Sophisticated computational techniques for damage mechanics with mixed uncertain input fields

具有混合不确定输入场的损伤力学的复杂计算技术

• 批准号: 341840349
• 负责人: Professor Dr.-Ing. Udo Nackenhorst
• 金额: --
• 依托单位: Institut für Baumechanik und Numerische Mechanik (IBNM)
• 依托单位国家: 德国
• 项目类别: Priority Programmes
• 财政年份: 2017
• 资助国家: 德国
• 起止时间: 2016-12-31 至 2020-12-31
• 项目状态: 已结题
• 来源: https://gepris.dfg.de/gepris/projekt/341840349?language=en
• 关键词: Sophisticated; computational; techniques; damage; mechanics

Goal of this research project is to provide efficient computational techniques for detailed damage mechanics finite element models with uncertain input variables. For the treatment of epistemic uncertainties, i.e. unknown input random field parameters, a Dempster-Shafer p-box approach will be utilized and implemented into an adaptive nested sampling strategy. Systematic studies on the discretization of pboxesin dependency on the input field modeling approach, alternatively via Karhunen-Loeve expansion (KLE) or Polynomial Chaos expansion (PCE) will be investigated. An adaptive multi-level Monte-Carlo scheme will be applied for an efficient sampling of the structural response surfaces. This scheme has to be extended for the nested epistemic-aleatory sampling defining some sophisticated error criteria. With emphasis to sensitivity or reliability analysis response surfaces for the quantities of interest, i.e. remaining load bearing capacity, will be generated. Here an adaptive generalized Polynomial Chaos(gPC) scheme will be implemented, where for the epistemic parameter space newer developments on elementwise gPC appears an attractive option. Systematic studies on the efficient and accurate construction of possibly element-wise orthogonal polynomials have to be performed. The applicability of the developed computational approach will be studied on our own 3-dimensional bench-mark problem on a concrete beam subjected to 4 point bending loads. This example serves for parametric studies of the overall computational approach.

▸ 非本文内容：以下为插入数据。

PR #1373, opened 2021-02-22
Motion: Use existing printkeys for space group output

oschuett:
@pcazade, please take a look at this PR. It fixes an issue that our [farming test](https://dashboard.cp2k.org/archive/farming/index.html) found. The problem is that the space group output gets written to [default_output_unit](https://github.com/cp2k/cp2k/blob/master/src/motion/space_groups_types.F#L131) instead of using a [printkey](https://www.cp2k.org/dev:printkey). 

In this PR I'm changing the output to the exiting [PROGRAM_RUN_INFO](https://manual.cp2k.org/trunk/CP2K_INPUT/MOTION/GEO_OPT/PRINT/PROGRAM_RUN_INFO.html) and [STRESS](https://manual.cp2k.org/trunk/CP2K_INPUT/MOTION/PRINT/STRESS.html) printkeys. Furthermore, I'm removing the `SPGR_FILE_NAME` keyword and renaming `SPGR_PRINT_LEVEL` into `SPGR_PRINT_ATOMS`.

The output of [PROGRAM_RUN_INFO](https://manual.cp2k.org/trunk/CP2K_INPUT/MOTION/GEO_OPT/PRINT/PROGRAM_RUN_INFO.html) can still be redirected to a file. Please let me know if this works for you or if I should rather create a separate printkey?


pcazade:
@oschuett This looks fine to me. Regarding printing in a separate file, I introduced it as this list of operations and equivalent atoms can be big, for example when having a system with 100000 atoms... Is redirecting with PROGRAM_RUN_INFO enough?

pcazade:
@oschuett Another question. Would your changes fix the fact that sprg_print is done multiple times when using the psmp version? It did not happen in my initial version of the space_group feature, but it is something I noticed locally after all the changes we made.

oschuett:
> Is redirecting with PROGRAM_RUN_INFO enough?

Yes, every printkey can be redirected to a separate file:

```
&CELL_OPT
  SPGR_PRINT_ATOMS T
  &PRINT
    &PROGRAM_RUN_INFO
      FILENAME lengthy_output.txt
    &END
  &END
&END
```

> Would your changes fix the fact that sprg_print is done multiple times when using the psmp version? 

Yes, it does.

Btw, I ended up not using the  [STRESS](https://manual.cp2k.org/trunk/CP2K_INPUT/MOTION/PRINT/STRESS.html) printkey, because it's meant for a trajectory. Instead, I'm sending everything to [PROGRAM_RUN_INFO](https://manual.cp2k.org/trunk/CP2K_INPUT/MOTION/GEO_OPT/PRINT/PROGRAM_RUN_INFO.html).

pcazade:
@oschuett Thanks for your answers. Hopefully, your changes will also address the issues with python and AiiDA. I received email about errors with these. However, it is unclear to me, what is the error and therefore, how to fix it.

oschuett:
> Hopefully, your changes will also address the issues with python and AiiDA.

Those are not related to your PR. I'll take care of them.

本研究的目的是提供有效的计算技术，详细的损伤力学有限元模型与不确定的输入变量。对于认识的不确定性，即未知的输入随机场参数的治疗，一个Dempster-Shafer p盒的方法将被利用和实施到一个自适应嵌套采样策略。系统的研究pboxes的离散化依赖于输入场建模方法，或者通过Karhunen-Loeve展开（KLE）或多项式混沌展开（PCE）将进行调查。自适应多级蒙特-卡罗方案将用于结构响应面的有效采样。该方案已被扩展为嵌套的认识-偶然抽样定义一些复杂的错误标准。重点是敏感性或可靠性分析，将生成感兴趣的数量（即剩余承载能力）的响应面。在这里，一个自适应广义多项式混沌（GPC）计划将实施，其中的认知参数空间上elementwise GPC的新发展出现了一个有吸引力的选择。系统的研究可能元素的正交多项式的有效和准确的建设必须进行。将研究我们自己的3维基准问题上的混凝土梁进行4点弯曲荷载的适用性的计算方法。该示例用于整个计算方法的参数研究。